Je n'ai pas encore de trouver de question comme celle ci : Pourquoi plus aucun disque dur externe ne monte sur mon MacBook depuis manifestement aucun choc ni mises à jour.


Tout les disques durs externes testés étaient formater Mac.
J'en ai testé un qui se branche en port USB seulement et un autre qui possède une alim indépendante. les 2 dd fonctionnent sur d'autre Mac et sont visibles par PC.


Mon Mac Book fonctionne depuis au moins 4 ans (je l'ai acheté à un utilisateur).
Il fonctionnait très bien avant cette nouveauté : lorsque je branche un dd externe, le dd s'allume mais le Mac et même l'utilitaire de disque ne le voit pas.
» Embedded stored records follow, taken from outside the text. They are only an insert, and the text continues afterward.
PR #923, opened 2020-05-19
#538 better avatar placeholders

### LINKED ISSUE #538: Implement improved avatar placeholder image
### Problem

captura de ecra 2019-02-28 as 17 11 28

The current avatar placeholder does not match the UI of the app. Also, because we only have one placeholder, and if users don't upload their own avatars, the interface can become very dull in places where a lot of avatars are displayed together.

E.g.: Using a chat where all avatars look the same is actually more harmful than not having the avatars there at all.

### Solution

We can create a series of avatars that are attributed randomly to users, making it easier to distinguish users that haven't uploaded their own avatars yet. This is also a great opportunity to use more gender and race neutral images. 

If you want to read more about the fascinating world of avatar placeholders, I recommend [this article](https://uxdesign.cc/design-avatars-that-make-sense-and-be-more-inclusive-in-the-process-d4dd6a486ea6).

### LINKED ISSUE #891: Implement new avatar placeholders
## Problem

The problem stated in #538.

## Solution

There should be 3 different avatar placeholders:

1. **For members**;
2. **For groups**;
3. **For members that have been accepted (via proposal) into the group but have NOT used their invite link yet.**

------------

### 1. For members
We are using Blockies, an identicon generator. You'll need these 2 links:
- [Blockies GitHub repository](https://github.com/download13/blockies);
- [Codepen with the correct configuration](https://codepen.io/mmbotelho/pen/OJVeVxo).

You will notice, at the bottom of the JS file of the codepen linked above, there are 6 configurable options. These are:

1. `seed` - a string, that should be unique for each user. This string is what generates the image;
2. `bgcolor`;
3. `color`;
4. `spotcolor`;
5. `size` - set it to 6;
6. `scale` - used 12;

**Colors**
Each user should be assigned one of our colors (blue, orange, red or green). After that, the 3 color options should be:

1. `bgcolor` - variant 0 (darkest);
2. `color` - variant 1 (medium);
3. `spotcolor`- variant 2 (lightest);

Here are some examples of what they look like:
Captura de ecrã 2020-04-11, às 19 03 38

------

### 2. For groups
For groups, we use the groups initials. We have a minimum of 1 character and a maximum of 2. Here's what they look like:
Captura de ecrã 2020-04-11, às 19 05 04

------

### 3. Members that have been accepted (via proposal) into the group but have NOT used their invite link yet.

Same as for groups, but with a question mark. Here's an example:
Captura de ecrã 2020-04-11, às 19 07 06

------

### Other useful links:

- [Figma Design System with specifications](https://www.figma.com/file/mxGadAHfkWH6qApebQvcdN/Group-Income-2.0?node-id=1876%3A17778);
- [Example page with placeholder avatars](https://www.figma.com/file/mxGadAHfkWH6qApebQvcdN/Group-Income-2.0?node-id=11556%3A97);

And that's it! I hope I didn't miss anything, but let me know if you have any questions or if you find other cases / issues with this approach!

sandrina-p:
Closes #538, closes #891.

image

- The user avatar placeholder it's generated during the signup. A hidden image is inserted in the 
`<form>` DOM (generated by `blockies`). You can see it by removing the inline `display:none;` ([see screenshot](https://user-images.githubusercontent.com/14869087/82350489-575c7080-99f3-11ea-8574-5e00be1e944b.png)). This image is then uploaded/saved when the user submits the form. (Same for joining a group or creating an account)
 
- When creating a group, its avatar placeholder is dynamically generated based on group name input value. [See demo](https://user-images.githubusercontent.com/14869087/82346145-0302c200-99ee-11ea-873f-41dd03368678.gif)

### Scouting Rule
- Fix a bug on group getter `groupMembersByUsername`. It was returning all members, including removed ones, creating bugs around the app. E.g.: A proposal's status "1 out of X members voted.". Now the getter includes only the active members.


frontend/views/components/AvatarGenerator.vue
```diff
@@ -0,0 +1,48 @@
+<template lang='pug'>
+  // Leave in the DOM for debug
```
pieer, line 2: Do you want to keep this now?

frontend/views/components/AvatarUpload.vue
```diff
@@ -105,7 +105,7 @@ export default {
     }
   }
 
-  &-img.is-xl {
+  &-img.is-xl.is-xl { // need .is-xl 2x for specificity
```
pieer, line 108: This is very confusing

pieer (dismissed):
Excellent work, just left optionnal comments

frontend/views/components/AvatarGenerator.vue
sandrina-p: At least during CR so @mmbotelho can see it too easily :)

frontend/views/components/AvatarUpload.vue
sandrina-p: Yes, indeed. without the 2nd class, these rules are not strong enough. Maybe you could take a look and suggest another way (besides `!important`)

mmbotelho (changes requested):
Here's what I found:
Captura de ecrã 2020-05-21, às 14 56 55
Captura de ecrã 2020-05-21, às 14 58 32
Captura de ecrã 2020-05-21, às 15 04 49

mmbotelho:
Nevermind the green avatar comment! Just saw one! 😄

sandrina-p:
@mmbotelho,
- The avatar bug already existed in master (when selecting an image). Now it should work with both methods (custom image and group initials) 
- Image resolution increased to 256px.
- The avatar color is random, you just had bad luck on your first try :D

mmbotelho (dismissed):
Approved! Thank you @sandrina-p !

frontend/views/components/AvatarUpload.vue
pieer: I never used that hack! But this is really !important ;)

pieer (dismissed):

sdegutis (dismissed):
Looks good to me.

frontend/controller/actions/group.js
```diff
@@ -27,13 +27,13 @@ export default sbp('sbp/selectors/register', {
...
   } = {}) {
-    let finalPicture = `${window.location.origin}/assets/images/default-group-avatar.png`
+    let finalPicture = `${window.location.origin}/assets/images/group-avatar-default.png`
 
     if (picture) {
       try {
         finalPicture = await imageUpload(picture)
       } catch (e) {
-        console.error('Failed to upload the group picture', e)
+        console.error('actions/group.js to upload the group picture', e)
```
taoeffect: `'actions/group.js to upload the group picture'` => `'actions/group.js: failed to upload the group picture'`

frontend/controller/actions/identity.js
```diff
@@ -17,13 +19,25 @@ export default sbp('sbp/selectors/register', {
...
+    let finalPicture = `${window.location.origin}/assets/images/user-avatar-default.png`
+
+    if (picture) {
+      try {
+        finalPicture = await imageUpload(picture)
+      } catch (e) {
+        console.error('actions/identity.js picture upload error:', e)
+        throw new GIErrorUIRuntimeError(L('Failed to upload the profile picture. {codeError}', { codeError: e.message }))
+      }
+    }
```
taoeffect, line 32: If they don't provide a picture, wouldn't this be a great place to generate it?

frontend/utils/image.js
```diff
@@ -1,7 +1,19 @@
...
+// Copied from https://stackoverflow.com/a/27980815/4737729
+export function b64toBlob (dataURI) {
+  var byteString = atob(dataURI.split(',')[1])
+  var ab = new ArrayBuffer(byteString.length)
+  var ia = new Uint8Array(ab)
+
+  for (var i = 0; i < byteString.length; i++) {
+    ia[i] = byteString.charCodeAt(i)
+  }
+  return new Blob([ab], { type: 'image/jpeg' })
```
taoeffect, line 15: Please copy this part of from the StackOverflow answer into a comment between lines 4 and 5:

```
// Accepts only JPEGs and assumes dataURI begins with: "data:image/jpeg;base64,"
```

It's not clear to me that it should work if, for example, a PNG is used. Even if it does work, the type listed here and the image type actually provided should match.

Also, since `b64toBlob` sounds like it will accept any Base64 text and convert it to a Blob, this function should be renamed since that is not what it does. This function takes a JPEG data URI and converts it to a blob, so a better name would be something like: `jpegDataURItoBlob`.

Alternatively, if you parse the `dataURI` for the image type and use it here, you can give the function a more generic name, like `imageDataURItoBlob`

frontend/views/components/group-creation-steps/GroupName.vue
```diff
@@ -51,11 +50,51 @@ export default {
...
+      this.$refs.pictureAvatar.setFromBlob(this.$assistant.ephemeral.groupPictureFile)
+    } else {
+      this.updatePictureCanvas(this.groupInitials)
+    }
+  },
+  beforeDestroy () {
+    if (!this.$assistant.ephemeral.groupPictureFile) {
+      const pictureBase64 = this.$refs.pictureCanvas.toDataURL('image/png')
+      this.$v.form.groupPicture.$touch()
+      this.$assistant.ephemeral.groupPictureFile = b64toBlob(pictureBase64)
```
taoeffect: Here is an example of where naming the function correctly would have caught the bug, since `pictureBase64` is a dataURI that uses `image/png` and `b64toBlob` only handles creating `Blob` objects that are of `{type: 'image/jpeg'}`.

Even if it mysteriously still works, it might not work in all browsers/environments, so we should make sure that the encoding type is the same as the data source type.

frontend/views/components/AvatarGenerator.vue
```diff
@@ -0,0 +1,48 @@
...
+  div(style='display: none;')
+    img(:src='ephemeral.avatarBase64')
```
taoeffect, line 4: It doesn't make sense to me why this code is inside of a Vue Component that does nothing to display anything. If the entire purpose of this component is to call `blockies.create`, then I think we only need a function. It could be called via `sbp` inside of SignupForm.

frontend/views/components/group-creation-steps/GroupName.vue
```diff
@@ -51,11 +50,51 @@ export default {
...
+      this.$assistant.ephemeral.groupPictureType = 'canvas'
+    }
+  },
+  computed: {
+    groupInitials () {
+      return this.group.groupName ? this.group.groupName.match(/\b(\w)/g).join('').slice(0, 2).toUpperCase() : ''
```
taoeffect, line 81: Nicely done 👍

frontend/controller/actions/identity.js
```diff
@@ -17,13 +19,25 @@ export default sbp('sbp/selectors/register', {
       console.warn(`deleting settings for pre-existing identity ${username}!`, oldSettings)
       await sbp('gi.db/settings/delete', username)
     }
+
+    let finalPicture = `${window.location.origin}/assets/images/user-avatar-default.png`
```
taoeffect, line 23: If they don't provide a picture, would this be a good place to generate it instead of in the SignupForm?

Then `user-avatar-default.png` wouldn't be needed ...

taoeffect (changes requested):
Review finished! Great job @sandrina-p! Minor things noticed, and a possible/potential bug.

frontend/utils/image.js
sandrina-p: Gotcha. Renamed to `imageDataURItoBlob` and added a TODO for later to support other formats :)

frontend/views/components/AvatarGenerator.vue
sandrina-p: Yes, it could be adapted to a normal function, but I found it very useful to be inside a Vue component to be more "vue-sh format". I also find it very handy to be the image in the DOM for debug (or even tests) purposes. I'll leave it as it is to be quicker, feel free to change it in a next MR

frontend/controller/actions/identity.js
sandrina-p: This is used in case, for some reason, `blockies` fail for some reason. That way we still have a very basic default avatar. This is called _graceful degradation_

sandrina-p:
@taoeffect changes made. This can be merged in any order.

taoeffect:
Merging in favor of newly opened issue #981 which can continue this PR!

Issue #925, opened 2020-05-20
Implement archiving of proposals


taoeffect:
### Problem

We don't have archiving of proposals implemented.

#### Old Solution

Copying from Slack:

> @Sandrina ok yeah, just looked at the dashboard. The designs don't specify how/when the proposals should be moved to the "All proposals" modal. I think there should be a button to clear/remove/archive the passed proposals. And in the code itself, it has to be implemented in a very specific way with respect to the data. E.g., when a proposal passes in the contract, it is immediately removed from the contract state, and a side effect adds it to the app's vuex state outside of the contract state to allow it to still be displayed in the dashboard. Then when the clear/archive button is clicked, it's removed from there too and placed only in IndexedDB (where it already exists, but you look it up by hash).

This issue is related to #924 — Design clear proposals button

The reason for immediately removing it from the contract state is also related to #813  — consensus, since it would break consensus for proposals to be removed from the contract state at different times by different users.

#### New Solution

See @leihla's comments here for how it should work:

- https://github.com/okTurtles/group-income/issues/924#issuecomment-1155064163
- https://github.com/okTurtles/group-income/issues/1233#issuecomment-1121157731

taoeffect:
See @leihla's comment here for new solution on how archiving of proposals should work: https://github.com/okTurtles/group-income/issues/924#issuecomment-1155064163

PR #929, opened 2020-05-22
#664 Invite links - Implement "Revoke link" action

### LINKED ISSUE #664: Implement invite management section (group settings page)

sandrina-p:
Closes #664.

screenshot

### Things done:
- The menu item "See original proposal" was removed. It will be added back at #925.
- The "time left" now shows the correct timing. Note: all invitations still have the same static expiration date. (4 December 2021)
- The revoke action works.
- Simplified the "Join Group" page. When visiting a revoked/expired/incorrect link, it shows a message saying the invite is invalid.

### DIFF
--- a/frontend/model/contracts/group.js
+++ b/frontend/model/contracts/group.js
@@ -50,7 +50,7 @@ export function createInvite (
     invitee,
     status: INVITE_STATUS.VALID,
     responses: {}, // { bob: true } list of usernames that accepted the invite.
-    expires: 1638588240000 // 04 december 2021.
+    expires: 1638588240000 // 04 december 2021. // TODO this
   }
 }
 
@@ -603,7 +603,6 @@ DefineContract({
         }
       },
       process ({ data, meta }, { state, getters }) {
-        console.debug('inviteRevoke:', data, state.invites)
         const invite = state.invites[data.inviteSecret]
         Vue.set(invite, 'status', INVITE_STATUS.REVOKED)
       }
--- a/frontend/model/contracts/group.js
+++ b/frontend/model/contracts/group.js
@@ -50,7 +50,7 @@ export function createInvite (
     invitee,
     status: INVITE_STATUS.VALID,
     responses: {}, // { bob: true } list of usernames that accepted the invite.
-    expires: 123456789 // TODO: this
+    expires: 1638588240000 // 04 december 2021.
   }
 }
 
@@ -590,6 +590,22 @@ DefineContract({
           // new member has joined, so subscribe to their identity contract
           await sbp('state/enqueueContractSync', meta.identityContractID)
         }
+      }
+    },
+    'gi.contracts/group/inviteRevoke': {
+      validate: (data, { state, getters, meta }) => {
+        objectOf({
+          inviteSecret: string // NOTE: simulate the OP_KEY_* stuff for now
+        })(data)
+
+        if (!state.invites[data.inviteSecret]) {
+          throw new TypeError(L('The link does not exist.'))
+        }
+      },
+      process ({ data, meta }, { state, getters }) {
+        console.debug('inviteRevoke:', data, state.invites)
+        const invite = state.invites[data.inviteSecret]
+        Vue.set(invite, 'status', INVITE_STATUS.REVOKED)
       }
     },
     'gi.contracts/group/updateSettings': {
--- a/frontend/views/containers/group-settings/InvitationsTable.vue
+++ b/frontend/views/containers/group-settings/InvitationsTable.vue
@@ -48,14 +48,23 @@ page-section.c-section(:title='L("Invite links")')
             i.icon-ellipsis-v
           menu-parent.c-webshare-fallback
             menu-trigger.is-icon-small.c-fallback-trigger(ref='webShareFallbackBtn')
-
             menu-content.c-dropdown-fallback
               ul
                 menu-item(
                   tag='button'
                   icon='link'
                 )
+                  // #780 TODO test/verify if webShare works in a real mobile device.
+                  //      And refactor this markup to only have one menu-parent
                   i18n Copy link
+                menu-item(
+                  v-if='item.status.isActive'
+                  tag='button'
+                  item-id='revoke'
+                  icon='times'
+                  @click='handleRevokeClick(item.inviteSecret)'
+                )
+                  i18n Revoke Link
         td.c-state
           span.c-state-description {{ item.description }}
           span.c-state-expire(
--- a/frontend/views/containers/group-settings/InvitationsTable.vue
+++ b/frontend/views/containers/group-settings/InvitationsTable.vue
@@ -24,7 +24,7 @@ page-section.c-section(:title='L("Invite links")')
         th.c-action(
           :aria-label='L("action")'
         )
-    tbody
+    transition-group(name='slidedown' tag='tbody')
       tr(
         v-for='(item, index) in invitesToShow'
         :key='item.inviteSecret'
@@ -128,7 +128,9 @@ export default {
         selectbox: {
           focused: false,
           selectedOption: 'Active'
-        }
+        },
+        // keep invite in "Active" list for a few seconds after being revoked
+        inviteRevokedNow: null
       }
     }
   },
@@ -149,7 +151,7 @@ export default {
         .filter(invite => invite.creator === INVITE_INITIAL_CREATOR || invite.creator === this.ourUsername)
         .map(this.mapInvite)
       const options = {
-        Active: () => invitesList.filter(invite => invite.status.isActive),
+        Active: () => invitesList.filter(invite => invite.status.isActive || (invite.status.isRevoked && invite.inviteSecret === this.ephemeral.inviteRevokedNow)),
         All: () => invitesList
       }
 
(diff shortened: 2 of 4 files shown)


pieer (dismissed):

mmbotelho (commented):
This seems to be working perfectly @sandrina-p ! Good job!

I have one suggestion to improve the UX of this action. When the user clicks "Revoke this link", can we show the revoked table row there for a few moments (maybe 1 or 2 seconds) and then fade it out? Just so they get clear feedback that the action was successful and that it was removed from the active links list accordingly?

Let me know if we can do this on this PR or if you want us to leave it for later, so I can approve it or wait for this change 😄

sandrina-p:
@mmbotelho nice idea, it's done! Now the revoked link is kept in the list for 2s until it slides up (smoother than fade out)

gif

mmbotelho (changes requested):
Perfect @sandrina-p ! Thank you for implementing that in this PR!

I found one other issue:
Captura de ecrã 2020-05-24, às 16 18 45

sandrina-p:
@mmbotelho, done!

mmbotelho (dismissed):
Approved, thank you!

frontend/model/contracts/group.js
```diff
@@ -50,7 +50,7 @@ export function createInvite (
     invitee,
     status: INVITE_STATUS.VALID,
     responses: {}, // { bob: true } list of usernames that accepted the invite.
-    expires: 123456789 // TODO: this
+    expires: 1638588240000 // 04 december 2021.
```
taoeffect: The `TODO: this` comment still needs to be there, because `TODO`s are used to create future issues.

frontend/model/contracts/group.js
```diff
@@ -592,6 +592,22 @@ DefineContract({
...
+        objectOf({
+          inviteSecret: string // NOTE: simulate the OP_KEY_* stuff for now
+        })(data)
+
+        if (!state.invites[data.inviteSecret]) {
+          throw new TypeError(L('The link does not exist.'))
+        }
+      },
+      process ({ data, meta }, { state, getters }) {
+        console.debug('inviteRevoke:', data, state.invites)
```
taoeffect: Extraneous debug comments not needed here. All of the existing SBP logging will automatically log this information anyway.

frontend/views/pages/Join.vue
```diff
@@ -86,7 +75,7 @@ export default {
     pageStatus: {
       get () { return this.ephemeral.pageStatus },
       set (status) {
-        const posibleStatus = ['LOADING', 'WELCOME', 'SIGNING', 'LOGGING', 'EXPIRED', 'INVALID']
```
taoeffect, line 89: What happened to expired links?

frontend/views/containers/group-settings/InvitationsTable.vue
```diff
@@ -145,42 +184,47 @@ export default {
...
+      remainder = timeLeft % MIL_DAY
       const hours = Math.floor(remainder / MIL_HR)
       remainder = remainder % MIL_HR
       const minutes = Math.ceil(remainder / MIL_MIN)
 
       if (days) return L('{days}d {hours}h {minutes}m left', { days, hours, minutes })
       if (hours) return L('{hours}h {minutes}m left', { hours, minutes })
       if (minutes) return L('{minutes}m left', { minutes })
-      return L('Expired')
+      return L('Not used')
```
taoeffect: `'Expired'` makes more sense to me and is consistent with the rest of the code.

taoeffect (changes requested):
Partial review!

frontend/views/pages/Join.vue
sdegutis, line 89: @sandrina-p It looks like this PR merges the concepts of expired/invalid invites, is that right?

frontend/views/containers/group-settings/InvitationsTable.vue
```diff
@@ -124,10 +137,36 @@ export default {
...
+      'currentGroupId'
+    ]),
+    invitesToShow () {
+      const { invites } = this.currentGroupState
+
+      if (!invites) { return [] }
+
+      const invitesList = Object.values(invites)
+        .filter(invite => invite.creator === INVITE_INITIAL_CREATOR || invite.creator === this.ourUsername)
+        .map(this.mapInvite)
```
sdegutis, line 161: I think `this.mapInvite` needs to be bound to this with `.bind(this)` first, otherwise `this` in the method will not be bound to the right object.

sdegutis:
If you revoke an invite, and then a person uses it, it seems to work, by showing the "Welcome to {group}" screen. But then that person's links are all broken, and the console has tons of errors. And the person isn't really added to the group, according to what people see who are added in the group. (I'm not sure yet what happens in the database, still investigating that.)

frontend/model/contracts/group.js
```diff
@@ -592,6 +592,22 @@ DefineContract({
...
+        const invite = state.invites[data.inviteSecret]
+        Vue.set(invite, 'status', INVITE_STATUS.REVOKED)
```
sdegutis, line 607: We probably need to change `inviteGuard` to check if status is revoked.

frontend/views/containers/group-settings/InvitationsTable.vue
sdegutis: Then again it seems to work, so Vue probably binds `this` automatically in methods. In which case, disregard my last comment on this line :)

frontend/views/containers/group-settings/InvitationsTable.vue
```diff
@@ -189,39 +233,41 @@ export default {
...
+        this.ephemeral.inviteRevokedNow = inviteSecret
+        const message = await sbp('gi.contracts/group/inviteRevoke/create', {
+          inviteSecret
+        }, this.currentGroupId)
+        await sbp('backend/publishLogEntry', message)
+        setTimeout(() => {
+          this.ephemeral.inviteRevokedNow = null
+        }, 2000)
+      } catch (e) {
+        this.ephemeral.inviteRevokedNow = null
```
sdegutis, line 267: Does this also hide the invite-link entry? If so, does it make sense to keep it in the list so the user can try again after the issue is resolved, without having to refresh (at which point it will be there again)?

sdegutis (changes requested):
Looks good, just have a few requests as marked above. Thanks again.

frontend/views/pages/Join.vue
sandrina-p: The layout is the same for expired an invalid links to it was a redundant status.

frontend/views/containers/group-settings/InvitationsTable.vue
sandrina-p: Changed
cc @mmbotelho

frontend/views/pages/Join.vue
sandrina-p: Exactly, it was asked by @mmbotelho. For further details you can reach her, I confess my memory is foggy 4 months later after I did this.

frontend/model/contracts/group.js
sandrina-p: Maybe yes. You can create an issue and tackle that after. Shouldn't be hard!

frontend/views/containers/group-settings/InvitationsTable.vue
sandrina-p: No, it does not because when failed, the invite won't turn `revoked`. So the `inviteRevokeNow` does not have any effect. 

Here's the condition again, the last comparison guarantees that.

```
Active: () => invitesList.filter(invite => invite.status.isActive || (invite.status.isRevoked && invite.inviteSecret === this.ephemeral.inviteRevokedNow)),
```

sandrina-p:
@taoeffect and @sdegutis changes made based on your reviews.

sdegutis:
Looks good to me, thanks @sandrina-p.

taoeffect (approved):
Approved! I didn't fully review this but I trust either @sdegutis found all the bugs there were to find or we shall discover them later! 😄

frontend/views/containers/group-settings/InvitationsTable.vue
```diff
@@ -189,39 +233,41 @@ export default {
...
       }
 
-      return options[this.ephemeral.selectbox.selectedOption]()
+      try {
+        this.ephemeral.inviteRevokedNow = inviteSecret
+        const message = await sbp('gi.contracts/group/inviteRevoke/create', {
+          inviteSecret
+        }, this.currentGroupId)
+        await sbp('backend/publishLogEntry', message)
+        setTimeout(() => {
```
sdegutis, line 263: There's a very unlikely but real race condition here. If an exception is thrown, which sets `inviteRevokedNow` to null, and the user takes an action that sets it to non-null within these 2 seconds, then the timer created on this line is going to override the user's action by setting it to null. To solve it we'd just have to store this timer in a variable, and cancel it in the catch block.

frontend/views/containers/group-settings/InvitationsTable.vue
```diff
@@ -189,39 +233,41 @@ export default {
...
-      const invitesList = Object.values(invites)
-        .filter(invite => invite.creator === INVITE_INITIAL_CREATOR || invite.creator === this.ourUsername)
-        .map(this.mapInvite)
-      const options = {
-        Active: () => invitesList.filter(invite => invite.status.isActive),
-        All: () => invitesList
+    },
+    async handleRevokeClick (inviteSecret) {
+      if (!confirm(L('Are you sure you want to revoke this link? This action cannot be undone.'))) {
+        return null
```
sdegutis, line 254: Is it necessary to return null here?

sdegutis (commented):
Just two more small things noticed in this PR. One is a potential race condition, and the other is a very minor concern about a possibly superfluous return value.

frontend/views/containers/group-settings/InvitationsTable.vue
taoeffect: The only thing that can throw an exception though is on lines 259 and 262, right? So if either of those lines threw an exception we wouldn't get to line 263, and if we did get to this line it implies no exception was thrown...

sdegutis: Oh good point. Oops.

La loupiote du DD externe affiche rouge et il ne tourne pas normalement alors que cela fonctionne très bien sur d'autres mac.


Mes port USB fonctionne très bien (il reconnait Iphone et magnétoscope DV tout le temps).


De plus, je fais du montage vidéo tout la journée sur un Mac Book portable, est-ce possible qu'il soit épuisé au point de ne pas assez alimenter le dd externe?


Inutile de vous préciser que la perte de cette fonctionnalité m'empêche de travailler et que je suis grave dans la m.... !


Précision inutile : J'ai un Mac Book de 2Go mémoire ram et 2Ghz mais cela n'a surement aucune importance.
J'ai la version Mac OS X 10.6, idem.



Voilà pour finir, vous êtes tous des philanthropes qui m'avaient juste alors beaucoup aider sans que je n'ai besoin de poser de questions. Si vous arrivez à résoudre ce nouveau mystère informatique, je vous kifferai en plus que je vous kiffe déjà. 




Ah c'est beau l'amour.


----------



## christophe2312 (7 Novembre 2010)

essaye cela http://support.apple.com/kb/HT1379?locale=en_US&viewlocale=fr_FR


----------